Library for the Development and Use of Phylogenetic Network Methods
SNP data simulator for phylogenetic networks using a forward-in-time 2-state CTMC.
Container for simulated SNP data and the generating network. Attributes: network (Network): The phylogenetic network used for simulation. data (dict[str, list[int]]): Mapping from taxon name to a list of red allele counts per site. n_taxa (int): Number of leaf taxa. n_sites (int): Number of simulated SNP sites. samples (dict[str, int]): Number of sampled individuals per taxon. u (float): Mutation rate from red to green allele. v (float): Mutation rate from green to red allele. coal (float): Coalescent rate parameter (theta). seed (int): Random seed used for simulation.
Return sorted list of taxon names.
Write the simulated data and network to a NEXUS file compatible with SNP_LIKELIHOOD. The output file contains: - TAXA block with taxon labels - DATA block with SNP site patterns (0/1 per site for samples=1) - TREES block with the network in extended newick format (including branch lengths and gamma annotations)
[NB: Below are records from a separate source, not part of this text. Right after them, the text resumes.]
PR #204, opened 2022-08-16
refactor!: reducing spent proof verification public API scope to only check it is known key

bochaco:
- Small refactor to `SpentProof` verifier public `Trait` API, reducing its scope to be a verifier of just known pub keys performing signature verification in the `SpentProof` itself before calling the `Trait`'s function.
- Minor simplification to mock key-manager and removing some unwraps from tests.

### DIFF
--- a/src/mock/genesis_builder.rs
+++ b/src/mock/genesis_builder.rs
@@ -56,15 +56,10 @@ impl GenesisBuilder {
         if !self.spentbook_nodes.is_empty() {
             // we only support a single mock spentbook section.  pubkeys must match.
             assert_eq!(
-                spentbook_node
-                    .key_manager
-                    .public_key_set()
-                    .unwrap()
-                    .public_key(),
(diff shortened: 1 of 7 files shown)


src/mock/genesis_builder.rs
```diff
@@ -56,15 +56,10 @@ impl GenesisBuilder {
...
-                    .key_manager
-                    .public_key_set()
-                    .unwrap()
-                    .public_key(),
+                spentbook_node.key_manager.public_key_set().public_key(),
                 self.spentbook_nodes[0]
                     .key_manager
                     .public_key_set()
-                    .unwrap()
                     .public_key()
```
davidrusu, line 63: You should be able to compare the `public_key_set()`'s themselves, shouldn't need to convert to `public_key()`

davidrusu (approved):
Nice change :+1:

PR #215, opened 2023-01-19
Remove RingCT

grumbach:
- Removes RingCT
- Keeps amount hiding with commitments and bulletproofs
- Keeps One Time Keys
- Replaces in-house crypto by higher level `blsttc` primitives like `PublicKey` (instead of manually doing it with `G1Affine`) or `PrivateKey` (instead of manually doing it with `Scalar`)


src/transaction/mod.rs
```diff
@@ -0,0 +1,64 @@
...
+            value,
+            blinding: BlindingFactor::random(&mut rng),
+        }
+    }
+
+    pub fn commit(&self, pc_gens: &PedersenGens) -> Commitment {
+        pc_gens
+            .commit(BlindingFactor::from(self.value), self.blinding)
+            .to_affine()
+    }
```
davidrusu, line 55: I don't think we gain much by taking the pc_gens as input. How about we just build the pc_gens inside commit to simplify the API.
```suggestion
    pub fn commit(&self) -> Commitment {
        PedersenGens::default()
            .commit(BlindingFactor::from(self.value), self.blinding)
            .to_affine()
    }
```

src/transaction/output.rs
```diff
@@ -0,0 +1,469 @@
...
+    for pk in public_keys.iter() {
+        msg.extend(pk.to_bytes().as_ref());
+    }
+    for r in input_commitments.iter() {
+        msg.extend(r.to_bytes().as_ref());
+    }
+    for o in output_proofs.iter() {
+        msg.extend(o.to_bytes());
+    }
+    msg
```
davidrusu, line 247: This is a paranoia thing but it's a good idea to put domain separators between the different field types to avoid situations where different messages may have the same byte encoding.

i.e. say for msg1, you had public_keys=[a,b,c] and commitments = [d]
and then msg2 where public_keys=[a,b] and commitments=[c,d]

If you look at the flattened byte encoding of the two messages, you'd see `<a><b><c><d>` for both messages.
Compare with domain seperators: 
msg1: `public_keys<a><b><c>commitments<d>`
msg2: `public_keys<a><b>commitments<c><d>`

```suggestion
    // Generate message to sign.
    let mut msg: Vec<u8> = Default::default();
    msg.extend("public_keys".as_bytes());
    for pk in public_keys.iter() {
        msg.extend(pk.to_bytes().as_ref());
    }
    msg.extend("commitments".as_bytes());
    for r in input_commitments.iter() {
        msg.extend(r.to_bytes().as_ref());
    }
    msg.extend("output_proofs".as_bytes());
    for o in output_proofs.iter() {
        msg.extend(o.to_bytes());
    }
    msg.extend("end".as_bytes());
    msg
```

src/transaction/output.rs
```diff
@@ -0,0 +1,469 @@
...
+}
+
+impl Ord for DbcTransaction {
+    fn cmp(&self, other: &Self) -> Ordering {
+        self.hash().cmp(&other.hash())
+    }
+}
+
+impl DbcTransaction {
+    pub fn to_bytes(&self) -> Vec<u8> {
```
davidrusu, line 300: Same as in https://github.com/maidsafe/sn_dbc/pull/215/files#r1093686688

davidrusu (dismissed):
Looks good! One point about how we are encoding messages for signing

davidrusu:
I think we should replace our `bls_bulletproofs` with the upstream bulletproofs since we no longer need them to be on the BLS curve, we'll get much better performance and it's audited. Follow up PR for sure though.

davidrusu (approved):
🚢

| Parameter | Type | Description |
|---|---|---|
| filepath | str | Path where the nexus file will be written. |
Generate a random phylogenetic network with n taxa and a given number of reticulations. First generates a random tree using a Yule (pure-birth) process, then rebuilds the topology with clean node names. Finally, grafts reticulation edges to reach the desired reticulation count. Note: The ``level`` parameter specifies the number of reticulation nodes to add, not the network level in the strict sense (max reticulations per biconnected component). Depending on placement, the resulting network's true level may be less than this value.
| Parameter | Type | Description |
|---|---|---|
| n | int | Number of leaf taxa (must be >= 3 for level >= 1). |
| level | int | Number of reticulation nodes to add. Defaults to 1. |
| birth_rate | float | Birth rate for the Yule process. Larger values produce shorter branch lengths. Defaults to 1.0. |
| gamma_range | tuple[float, float] | Range from which inheritance probabilities (gamma) are uniformly drawn. Defaults to (0.2, 0.8). |
| seed | int | None | Random seed for reproducibility. Defaults to None. |
ValueError: If n < 2 or level < 0, or not enough edges to place all reticulations.Simulate SNP (biallelic marker) data over a phylogenetic network. Uses a forward-in-time simulation: at the root, an allele state (red or green) is drawn from the stationary distribution. The state is then propagated down the network along each branch using the 2-state CTMC mutation model. At reticulation nodes, the parent lineage is chosen probabilistically based on the inheritance probability (gamma). For samples=1 per taxon, this is an exact simulation under the biallelic mutation model. For samples > 1, the simulation draws each sample independently conditional on the leaf's evolved frequency — this is an approximation (a full coalescent simulation within each population branch would be needed for exact multi-sample simulation).
| Parameter | Type | Description |
|---|---|---|
| n | int | Expected number of taxa — used only for validation. The actual taxa come from the network's leaves. |
| s | int | Number of SNP sites to simulate. |
| net | Network | The phylogenetic network to simulate data on. |
| samples | dict[str, int] | None | Number of sampled individuals per taxon. Keys must match leaf names. Defaults to 1 per taxon. |
| u | float | Mutation rate from red allele to green. Defaults to 1.0. |
| v | float | Mutation rate from green allele to red. Defaults to 1.0. |
| coal | float | Coalescent rate parameter (theta). Stored in output but not used in the forward simulation. Defaults to 0.005. |
| seed | int | None | Random seed for reproducibility. Defaults to None. |
ValueError: If the number of leaves in the network doesn't match n, or if sample keys don't match leaf names.